Moreover, we have obviously $b_{ii}=d_{ii}a_{ii}d_{ii}=1$ so that $tr(B)=n$
and, recalling the \PMlinkname{geometric-arithmetic mean inequality}{ArithmeticGeometricMeansInequality}, which holds in this
case because the eigenvalues of $B$ are all non-negative,
$\det (B)=\prod_{i=1}^{n}\lambda _{B}^{(i)}\leq \left( \frac{1}{n}%
\sum_{i=1}^{n}\lambda _{B}^{(i)}\right) ^{n}=\left( \frac{1}{n}tr(B\right)
)^{n}=1$,
and since $\det (B)=\det (D)^{2}\det (A)=\left(\prod_{i=1}^{n}a_{ii}\right) ^{-1}\det (A)$, we have the thesis.

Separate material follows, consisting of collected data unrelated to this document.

PR #571, opened 2023-06-08
litclient: add taprpc to registrations

ViktorTigerstrom:
This PR adds the taprpc to the litclient's `Registrations` array, to ensure that the TaprootAssets callbacks are registered and available in the litclient.


jamaljsr (approved):
Looks like this needs a rebase, but I tested this with https://github.com/lightninglabs/lightning-node-connect/pull/77 and it worked. 👌

levmi:
cc @dstadulis who can help us prio any necessary change on the `tapd` side

ViktorTigerstrom:
Opened a PR for the required fix in the taproot-assets repo, and updated this PR to use a forked version containing the fix.

 Also updated this PR to register the `assetwalletrpc` `universerpc` JSON callbacks in the litclients `Registrations` array as well!

ViktorTigerstrom:
Updated this PR to use the latest version of the main branch for the taproot-asset dependency to include the required fix. Also update the litclient `Registrations` to include `mintrpc` 🚀

ellemouton:
we might not want to include all the other changes in the `taproot-assets` code since the `v0.2.0` release since it could have behaviour changes that the user is not expecting. Users would then be running an un-released version of taproot-assets if they were to run it via LiT (if we were to do another LiT release that did not include a Taproot-assets bump)

This is something that we might want to do quite often in LiT & I think we dont always want to have to wait for a release on the sub-server side just cause we want to include some changes on the code-structure level that wont actually have behaviour changes for the user. So I think we should decide on a pattern for including such changes. 

My suggestion would be: we should create a `v0.2.0-lit-0` tag (using taproot-assets as an example) in that repo which points to a commit that includes the released version (v0.2.0) _plus_ any specific commits we require for Lit. In this case it would be just the two commits added [here](https://github.com/lightninglabs/taproot-assets/pull/349). The next time we add a commit there, we add a `v0.2.0-lit-1` tag etc. Then on the next `taproot-assets` release, we just use the `v0.2.1` tag again etc etc. 

Keen to hear what @guggero things of this idea 🙏

guggero:
Good point, @ellemouton. There weren't any braking changes merged in `taproot-assets` recently, only bug fixes. And `v0.2.1` should be fairly close. But IMO it still makes sense to create a branch, so I did that and pushed the `v0.2.0-lit-0` tag.

ellemouton:
shweet! thanks @guggero  🙏 🚀 

@ViktorTigerstrom  - can you update this PR to point to the new tag? after that, this is g2g!

ViktorTigerstrom:
Thanks for the great feedback @ellemouton! Makes a lot sense. And thanks for creating the tag so quickly @guggero!!

Updated the dependency to use the new` v0.2.0-lit-0` tag with the latest push!

go.mod
```diff
@@ -224,6 +224,11 @@ require (
 
 replace github.com/lightninglabs/lightning-terminal/autopilotserverrpc => ./autopilotserverrpc
 
+// We want to format raw bytes as hex instead of base64. The forked version
+// allows us to specify that as an option. This is required for the
+// taproot-assets dependency to function properly.
+replace google.golang.org/protobuf => github.com/lightninglabs/protobuf-go-hex-display v1.30.0-hex-display
```
guggero, line 230: :+1:

guggero (approved):
utACK, LGTM :tada:

ellemouton (approved):
tACK 🚀

PR #589, opened 2023-07-05
build: bump lnd to v0.16.4 and tapd to v0.2.2

Roasbeef:


README.md
```diff
@@ -139,6 +139,7 @@ The following table shows the supported combinations:
 
 | LiT               | LND          | Loop         | Faraday       | Pool         | Taproot Assets |
 |-------------------|--------------|--------------|---------------|--------------|----------------|
+| **v0.10.2-alpha** | v0.16.4-beta | v0.24.1-beta | v0.2.11-alpha | v0.6.4-beta  | v0.2.2-alpha   |
```
ViktorTigerstrom, line 142: I think we should include this in the commit that's bumping the LiT version instead, and then have that commit after the different dependencies bumps :).

README.md
```diff
@@ -139,6 +139,7 @@ The following table shows the supported combinations:
 
 | LiT               | LND          | Loop         | Faraday       | Pool         | Taproot Assets |
```
ViktorTigerstrom, line 140: We'd also need to add an entry for `0.10.2-alpha` above for minimum compatibility version of LND in remote mode.

ViktorTigerstrom (commented):
Generally looks good to me :)! Just a few small changes suggested.

Also:
Would we also like to bump `loop` to the latest version in this PR?

levmi:
Seems reasonable to bump Loop as well, it's a pretty major change wrt moving to a SQLite backend option. I'm not sure if that has any impact on our process, but if you're willing @ViktorTigerstrom, it's probably worth you picking this up and pushing it over the finish line? (tomorrow your time obviously not tonight :)

ViktorTigerstrom:
Updated the PR to also bump loop, and addressed my feedback above :)!

ellemouton (approved):
tACK 🎸

guggero (approved):
LGTM :tada:

itsrachelfish (approved):
tACK, created a few sessions and confirmed they worked in terminal-web with loop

Since $\det (A)=\prod_{i=1}^{n}a_{ii}$ if and only if $\det
(B)=1$ and since in the geometric-arithmetic inequality equality holds if
and only if all terms are equal, we must have $\lambda _{B}^{(i)}=\lambda
_{B}$, so that $\prod_{i=1}^{n}\lambda _{B}^{(i)}=\lambda _{B}^{n}=1$,
whence $\lambda _{B}=1$ ($\lambda _{B}$ having to be nonnegative), and since
$B$ is hermitian and hence is diagonalizable, we obtain $B=I$, and so $%
A=D^{-1}BD^{-1}=D^{-2}=diag(a_{11},a_{22},\cdots ,a_{nn})$. So we can
conclude that equality holds if and only if $A$ is diagonal.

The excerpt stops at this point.